The perk of all of these point-of-sale loans is that the loan is restricted to one specific purchase, which reduces the temptation that a store credit card or regular credit card typically comes with. All of them also share the same benefit of 0% interest if you pay it off within the agreed payment schedule, which makes these point-of-sale loans enticing for those who don’t have much debt and can commit to paying the purchase off.

Afterpay offers payment plans consisting of 4 bi-weekly interest-free payments and requires no credit check. It is generally available for purchases $1,000 or less, which would make a lot of sense, only having the option of 4 equal payments. You make your first payment at the time of your purchase, which means you have 3 remaining.

Similar to Afterpay, Klarna offers monthly or bi-weekly installments but allows you to begin paying at a later date, similar to a credit card. Unlike Afterpay, Klarna checks your credit.

Affirm gives you the option of a 3, 6, or 12-month payment plan (and sometimes more, depending on the cost of the purchase), but checks your credit as well. However, Affirm does not charge any late fees, service fees, prepayment fees, or hidden fees, unlike Afterpay and Klarna (more on this ahead).
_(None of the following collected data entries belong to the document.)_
PR #5497, opened 2024-04-30
containerImageRef.NewImageSource: merge the tar filters

nalind:
#### What type of PR is this?

/kind bug

Merge the two tar filters, if we need two, that we use when committing an image.  Try to improve passing of error information from the writing end of a pipe to the reader, so that it can be reported better.

#### How to verify it

New integration test!

None

```release-note
None
```


rhatdan:
LGTM
@flouthoc @giuseppe @mheon PTAL

giuseppe (approved):
/lgtm

PR #5499, opened 2024-04-30
Integration tests: switch some base images

nalind:
#### What type of PR is this?

/kind other

Replace some of the base images we've been using (particularly centos:8, which will EOL soon) with other images hosted on quay.io.

We already use registries.conf at test-time to redirect some image references there, so this will slightly reduce the number of registries which we need to be able to reach while running these tests.

None

```release-note
None
```


rhatdan:
LGTM

PR #5507, opened 2024-05-02
[release-1.23] conformance tests: don't break on trailing zeroes in layer blobs

nalind:
#### What type of PR is this?

/kind failing-test 

When analyzing a layer blob's contents, don't break if the blob has more zeroes padding it out even after the tar reader thinks it's hit the end of the archive.

Add more detail to the diagnostic error we print when there's a digest or length mismatch, too, in case it's triggered by something other than zero padding.

Pulled from #5386.

#### How to verify it

Conformance tests should start passing again.

None

```release-note
None
```


umohnani8:
LGTM

PR #5514, opened 2024-05-03
[skip-ci] Packit: enable c10s downstream sync

lsm5:
This commit will enable downstream syncing to CentOS Stream 10. The centos maintainer will need to manually run `packit propose-downstream` and `centpkg build` until better centos integration is in place.

This commit also builds both rhel9 and centos9 copr rpms so we can check for things like differences in golang compiler.

#### What type of PR is this?

/kind other

enables downstream syncing to c10s

#### How to verify it

can't be verified pre-merge. After a release is cut, the centos maintainer will run `packit propose downstream -p buildah-centos` to trigger a centos merge request.

None

None

```release-note
None
```

### DIFF
--- a/.packit.yaml
+++ b/.packit.yaml
@@ -2,8 +2,18 @@
 # See the documentation for more information:
 # https://packit.dev/docs/configuration/
 
-specfile_path: rpm/buildah.spec
+downstream_package_name: buildah
 upstream_tag_template: v{version}
+
+packages:
+  buildah-fedora:
+    pkg_tool: fedpkg
+    specfile_path: rpm/buildah.spec
+  buildah-centos:
+    pkg_tool: centpkg
+    specfile_path: rpm/buildah.spec
+  buildah-rhel:
+    specfile_path: rpm/buildah.spec
 
 srpm_build_deps:
   - make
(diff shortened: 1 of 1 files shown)


lsm5:
@nalind @rhatdan PTAL. the centos stream jobs are failing on HashSign but the change itself should be good to go.

lsm5:
@nalind @TomSweeneyRedHat PTAL .

TomSweeneyRedHat:
All kinds of red test unhappiness @lsm5

lsm5:
> All kinds of red test unhappiness @lsm5

Yes, those are expected because of the `undefined: ecdsa.HashSign` FIPS issue that's being worked on. Having both RHEL (EPEL targets) and CentOS Stream testing would mean some tests would fail at times depending on golang compiler / toolchain differences. This is actually a good thing IMHO as it provides early warnings of upcoming RHEL issues.

On the flip side, if centos stream tests pass and epel tests fail, then it's safe to say the RHEL tests will pass after sometime.

I will check with packit team if it's possible to `hide / waive` such tests if one includes a github comment like `slash-packit ignore-foo-test`

lsm5:
This is failing on c9s because the golang update to restore the HashSign and HashVerify symbols hasn't landed in buildroot yet. The change itself should be good to go

nalind:
> This is failing on c9s because the golang update to restore the HashSign and HashVerify symbols hasn't landed in buildroot yet. The change itself should be good to go

Do we have any expectations around when golang-1.22.3-2.el9 will be showing up there?

lsm5:
> > This is failing on c9s because the golang update to restore the HashSign and HashVerify symbols hasn't landed in buildroot yet. The change itself should be good to go
> 
> Do we have any expectations around when golang-1.22.3-2.el9 will be showing up there?

@nalind i'm told whenever the next compose goes out. Hard to tell the exact date I guess.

Both Affirm and Klarna partner with more high-dollar companies as well as auto and home furnishing companies, which can make new furniture or fitness equipment much more affordable. However, you are subject to a quick credit check before instant approval.

The Bad:

Most obviously, accumulating more debt to pay off is always a drawback.

But here’s a more sinister pitfall: while Afterpay’s zero credit check sounds great, it can be horrendous in the hands of teenagers and young adults who’ve yet to master credit responsibility. If you miss a payment with Afterpay or Klarna you are hit with a late fee, and continual late payments continue to go up in fees until you hit 25% of the purchase price. You can imagine how quickly that can skyrocket on a bi-weekly payment schedule.

With Affirm, if you don’t pay off the amount within the agreed timeline, you will be charged interest, which is determined upon approval – it’s typically around 19.99%, but it depends on your credit. While they don’t charge late fees, the late or missed payment is likely to affect your credit score.

Point-of-sale loans often encourage irresponsible spending habits, and using them can serve as a rabbit hole to unwelcome debt. The bottom line is that all loan companies are countingon you to be late on payments so that they can profit from late fees and interest. It can be “free” money if you pay it off in full by the agreed date, but more often than not, loans alwayscome with a price, and we should always remember that before using one.

The Ugly: Irresponsible Spending Equals Tons of Payments

If you’re not keeping track of your financed purchases, you could easily get carried away and create some intimidating mountains of debt. Because many of these payment plans are billed on a bi-weekly basis, these multiple payments could easily add up, resulting in a few hundred dollars a month, equivalent to a credit card payment or more. Imagine one purchase of $250 here, another $100 there, and $500 elsewhere. Break those down into 4 bi-weekly payment plans, and you’re getting billed $62.50, $25, and $125 every 2 weeks for 2 months. While that may not sound like a lot, it can definitely add up within that two-month time period should you decide to make even more purchases using installment programs.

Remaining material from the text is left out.